Entries shown:
==============================
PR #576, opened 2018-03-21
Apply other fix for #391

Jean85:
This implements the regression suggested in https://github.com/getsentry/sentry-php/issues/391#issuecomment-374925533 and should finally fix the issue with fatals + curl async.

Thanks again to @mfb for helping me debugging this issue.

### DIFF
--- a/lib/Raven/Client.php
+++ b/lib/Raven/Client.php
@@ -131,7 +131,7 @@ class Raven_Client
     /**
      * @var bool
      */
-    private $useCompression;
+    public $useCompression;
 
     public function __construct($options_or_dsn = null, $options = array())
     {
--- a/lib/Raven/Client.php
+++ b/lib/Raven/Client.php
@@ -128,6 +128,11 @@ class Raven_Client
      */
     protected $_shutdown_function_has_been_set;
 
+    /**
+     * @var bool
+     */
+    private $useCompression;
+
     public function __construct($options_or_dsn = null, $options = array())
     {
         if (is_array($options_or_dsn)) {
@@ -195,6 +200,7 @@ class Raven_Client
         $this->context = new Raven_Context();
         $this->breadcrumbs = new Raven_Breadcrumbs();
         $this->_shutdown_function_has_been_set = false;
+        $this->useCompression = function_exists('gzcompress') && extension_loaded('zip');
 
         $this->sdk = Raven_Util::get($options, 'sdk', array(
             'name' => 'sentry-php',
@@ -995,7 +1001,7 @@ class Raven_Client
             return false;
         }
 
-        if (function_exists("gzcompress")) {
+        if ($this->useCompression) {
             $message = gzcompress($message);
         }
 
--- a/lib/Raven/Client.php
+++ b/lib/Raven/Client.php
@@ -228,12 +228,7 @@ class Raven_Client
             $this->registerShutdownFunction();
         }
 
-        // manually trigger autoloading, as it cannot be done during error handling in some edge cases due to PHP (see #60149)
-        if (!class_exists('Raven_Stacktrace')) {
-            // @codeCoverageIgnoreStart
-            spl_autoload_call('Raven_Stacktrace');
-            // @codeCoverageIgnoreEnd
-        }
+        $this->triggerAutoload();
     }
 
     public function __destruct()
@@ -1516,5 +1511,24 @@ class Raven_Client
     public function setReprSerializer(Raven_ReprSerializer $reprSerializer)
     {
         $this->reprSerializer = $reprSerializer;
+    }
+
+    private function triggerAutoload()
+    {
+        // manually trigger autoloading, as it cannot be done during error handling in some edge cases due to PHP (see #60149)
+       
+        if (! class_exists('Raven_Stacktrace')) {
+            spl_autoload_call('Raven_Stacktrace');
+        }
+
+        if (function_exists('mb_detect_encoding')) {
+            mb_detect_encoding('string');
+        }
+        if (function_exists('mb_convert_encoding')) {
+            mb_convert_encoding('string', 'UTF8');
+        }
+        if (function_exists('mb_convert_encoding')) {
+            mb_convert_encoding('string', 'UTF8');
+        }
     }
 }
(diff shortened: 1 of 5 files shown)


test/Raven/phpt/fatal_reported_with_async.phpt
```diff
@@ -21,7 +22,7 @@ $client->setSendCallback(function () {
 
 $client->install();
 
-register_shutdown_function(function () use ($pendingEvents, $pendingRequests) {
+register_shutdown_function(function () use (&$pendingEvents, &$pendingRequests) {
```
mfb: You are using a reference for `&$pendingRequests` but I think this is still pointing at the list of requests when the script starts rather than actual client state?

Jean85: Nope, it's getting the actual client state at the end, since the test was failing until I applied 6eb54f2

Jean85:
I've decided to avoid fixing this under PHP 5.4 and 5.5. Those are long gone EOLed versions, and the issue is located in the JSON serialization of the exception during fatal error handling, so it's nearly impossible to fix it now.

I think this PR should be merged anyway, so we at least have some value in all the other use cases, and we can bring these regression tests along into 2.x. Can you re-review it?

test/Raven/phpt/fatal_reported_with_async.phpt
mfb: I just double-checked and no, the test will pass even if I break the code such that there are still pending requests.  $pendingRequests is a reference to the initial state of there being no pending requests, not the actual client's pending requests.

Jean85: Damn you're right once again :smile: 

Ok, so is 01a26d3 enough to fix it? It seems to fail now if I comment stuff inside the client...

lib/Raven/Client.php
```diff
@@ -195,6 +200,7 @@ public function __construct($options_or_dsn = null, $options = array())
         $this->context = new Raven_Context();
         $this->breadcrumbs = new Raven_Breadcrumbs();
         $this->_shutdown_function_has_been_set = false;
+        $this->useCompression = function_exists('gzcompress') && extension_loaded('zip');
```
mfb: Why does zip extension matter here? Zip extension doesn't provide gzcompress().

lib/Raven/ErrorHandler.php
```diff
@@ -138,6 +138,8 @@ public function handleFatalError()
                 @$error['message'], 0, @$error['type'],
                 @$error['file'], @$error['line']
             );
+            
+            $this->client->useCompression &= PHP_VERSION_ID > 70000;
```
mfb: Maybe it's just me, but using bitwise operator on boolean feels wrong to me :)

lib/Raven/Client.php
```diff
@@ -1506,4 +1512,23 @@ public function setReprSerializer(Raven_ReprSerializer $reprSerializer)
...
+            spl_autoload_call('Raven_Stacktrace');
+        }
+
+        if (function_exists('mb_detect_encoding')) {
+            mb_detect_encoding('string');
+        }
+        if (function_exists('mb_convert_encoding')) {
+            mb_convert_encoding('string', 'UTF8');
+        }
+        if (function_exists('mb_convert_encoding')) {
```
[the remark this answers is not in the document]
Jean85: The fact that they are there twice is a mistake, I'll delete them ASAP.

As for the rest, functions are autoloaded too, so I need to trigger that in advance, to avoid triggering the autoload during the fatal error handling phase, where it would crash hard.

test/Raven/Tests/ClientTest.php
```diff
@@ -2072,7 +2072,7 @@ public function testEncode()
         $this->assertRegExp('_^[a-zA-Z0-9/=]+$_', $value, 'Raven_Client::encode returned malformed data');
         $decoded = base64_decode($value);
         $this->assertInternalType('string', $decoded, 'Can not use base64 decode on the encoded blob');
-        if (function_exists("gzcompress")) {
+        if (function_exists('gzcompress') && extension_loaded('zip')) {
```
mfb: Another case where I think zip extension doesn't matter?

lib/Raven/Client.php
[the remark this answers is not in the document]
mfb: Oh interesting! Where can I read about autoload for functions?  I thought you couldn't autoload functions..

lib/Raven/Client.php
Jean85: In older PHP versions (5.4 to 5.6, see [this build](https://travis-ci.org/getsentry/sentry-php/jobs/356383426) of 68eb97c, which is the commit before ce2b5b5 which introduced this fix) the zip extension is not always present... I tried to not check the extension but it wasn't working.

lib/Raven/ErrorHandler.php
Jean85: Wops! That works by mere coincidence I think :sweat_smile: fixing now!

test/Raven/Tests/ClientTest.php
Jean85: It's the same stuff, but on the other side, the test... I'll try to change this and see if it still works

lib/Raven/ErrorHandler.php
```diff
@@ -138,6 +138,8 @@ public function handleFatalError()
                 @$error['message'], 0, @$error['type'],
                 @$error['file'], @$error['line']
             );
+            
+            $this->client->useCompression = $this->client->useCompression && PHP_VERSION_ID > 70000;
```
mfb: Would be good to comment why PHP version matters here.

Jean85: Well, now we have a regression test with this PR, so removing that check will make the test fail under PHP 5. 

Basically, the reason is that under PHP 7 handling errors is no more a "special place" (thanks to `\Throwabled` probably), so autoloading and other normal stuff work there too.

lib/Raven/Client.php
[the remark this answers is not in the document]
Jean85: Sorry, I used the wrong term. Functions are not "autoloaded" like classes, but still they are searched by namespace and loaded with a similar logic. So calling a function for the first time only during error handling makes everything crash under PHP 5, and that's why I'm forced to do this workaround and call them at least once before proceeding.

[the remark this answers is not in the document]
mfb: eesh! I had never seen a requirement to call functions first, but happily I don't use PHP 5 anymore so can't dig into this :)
==============================
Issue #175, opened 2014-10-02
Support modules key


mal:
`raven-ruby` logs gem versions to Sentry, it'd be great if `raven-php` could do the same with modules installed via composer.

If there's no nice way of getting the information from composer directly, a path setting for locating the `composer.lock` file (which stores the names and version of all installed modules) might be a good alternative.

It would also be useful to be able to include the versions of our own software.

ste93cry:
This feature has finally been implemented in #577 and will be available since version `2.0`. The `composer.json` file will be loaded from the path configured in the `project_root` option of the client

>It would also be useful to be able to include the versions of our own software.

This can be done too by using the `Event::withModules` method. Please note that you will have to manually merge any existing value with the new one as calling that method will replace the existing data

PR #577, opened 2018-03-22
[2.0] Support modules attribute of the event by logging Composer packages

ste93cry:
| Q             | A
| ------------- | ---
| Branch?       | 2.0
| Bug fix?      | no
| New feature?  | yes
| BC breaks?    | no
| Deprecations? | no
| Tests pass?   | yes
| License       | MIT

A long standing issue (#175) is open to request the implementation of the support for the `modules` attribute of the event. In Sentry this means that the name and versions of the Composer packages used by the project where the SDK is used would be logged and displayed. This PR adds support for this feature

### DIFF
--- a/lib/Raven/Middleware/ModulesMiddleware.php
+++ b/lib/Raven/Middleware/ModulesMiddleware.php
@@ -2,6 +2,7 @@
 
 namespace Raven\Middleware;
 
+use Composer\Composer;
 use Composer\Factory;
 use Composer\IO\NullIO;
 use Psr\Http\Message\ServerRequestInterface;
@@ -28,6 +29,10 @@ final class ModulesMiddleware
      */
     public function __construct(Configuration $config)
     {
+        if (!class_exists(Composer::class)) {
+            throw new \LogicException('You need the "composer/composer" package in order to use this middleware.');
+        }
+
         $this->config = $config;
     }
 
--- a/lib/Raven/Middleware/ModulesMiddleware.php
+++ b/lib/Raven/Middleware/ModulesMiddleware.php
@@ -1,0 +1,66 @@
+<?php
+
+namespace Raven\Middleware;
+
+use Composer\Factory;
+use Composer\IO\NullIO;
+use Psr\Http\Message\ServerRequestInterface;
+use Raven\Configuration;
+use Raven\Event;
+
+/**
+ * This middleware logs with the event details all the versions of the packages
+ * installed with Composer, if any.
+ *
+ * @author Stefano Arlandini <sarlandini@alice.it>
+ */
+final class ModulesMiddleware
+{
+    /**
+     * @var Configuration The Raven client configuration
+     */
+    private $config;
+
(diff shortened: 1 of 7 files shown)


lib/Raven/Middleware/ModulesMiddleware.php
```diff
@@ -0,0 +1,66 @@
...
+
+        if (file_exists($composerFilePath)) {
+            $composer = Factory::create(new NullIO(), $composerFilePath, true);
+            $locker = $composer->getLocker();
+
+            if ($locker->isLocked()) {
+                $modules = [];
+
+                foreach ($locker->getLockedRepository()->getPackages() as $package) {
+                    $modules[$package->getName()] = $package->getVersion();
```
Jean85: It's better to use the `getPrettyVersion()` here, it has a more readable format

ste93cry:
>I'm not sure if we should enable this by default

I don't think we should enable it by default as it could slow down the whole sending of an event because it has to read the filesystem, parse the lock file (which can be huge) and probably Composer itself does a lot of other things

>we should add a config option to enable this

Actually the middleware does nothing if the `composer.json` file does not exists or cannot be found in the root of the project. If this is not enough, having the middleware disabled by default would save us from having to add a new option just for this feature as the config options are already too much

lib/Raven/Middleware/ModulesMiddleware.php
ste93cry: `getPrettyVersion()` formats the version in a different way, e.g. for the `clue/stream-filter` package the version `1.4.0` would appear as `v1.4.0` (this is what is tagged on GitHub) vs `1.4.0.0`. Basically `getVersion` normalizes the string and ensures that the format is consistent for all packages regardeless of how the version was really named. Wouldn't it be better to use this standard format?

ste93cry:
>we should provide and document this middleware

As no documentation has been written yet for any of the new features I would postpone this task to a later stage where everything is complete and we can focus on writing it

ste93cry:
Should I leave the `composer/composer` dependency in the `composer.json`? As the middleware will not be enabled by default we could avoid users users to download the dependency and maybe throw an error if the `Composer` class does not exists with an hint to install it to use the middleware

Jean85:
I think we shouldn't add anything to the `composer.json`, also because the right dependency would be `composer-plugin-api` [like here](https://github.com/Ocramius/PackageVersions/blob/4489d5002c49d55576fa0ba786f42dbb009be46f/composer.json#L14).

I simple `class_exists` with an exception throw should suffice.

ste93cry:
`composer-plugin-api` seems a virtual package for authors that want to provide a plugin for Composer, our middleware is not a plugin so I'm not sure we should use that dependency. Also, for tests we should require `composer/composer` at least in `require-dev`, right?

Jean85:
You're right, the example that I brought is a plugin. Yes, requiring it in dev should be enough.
==============================
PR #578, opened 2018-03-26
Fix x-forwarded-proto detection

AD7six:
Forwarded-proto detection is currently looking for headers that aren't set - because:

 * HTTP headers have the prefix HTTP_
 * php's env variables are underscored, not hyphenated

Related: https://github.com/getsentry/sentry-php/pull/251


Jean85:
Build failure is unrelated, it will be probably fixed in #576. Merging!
==============================
What this task involves: Each line above with the word "include" must be returned.

Your solution:
It would also be useful to be able to include the versions of our own software.
>It would also be useful to be able to include the versions of our own software.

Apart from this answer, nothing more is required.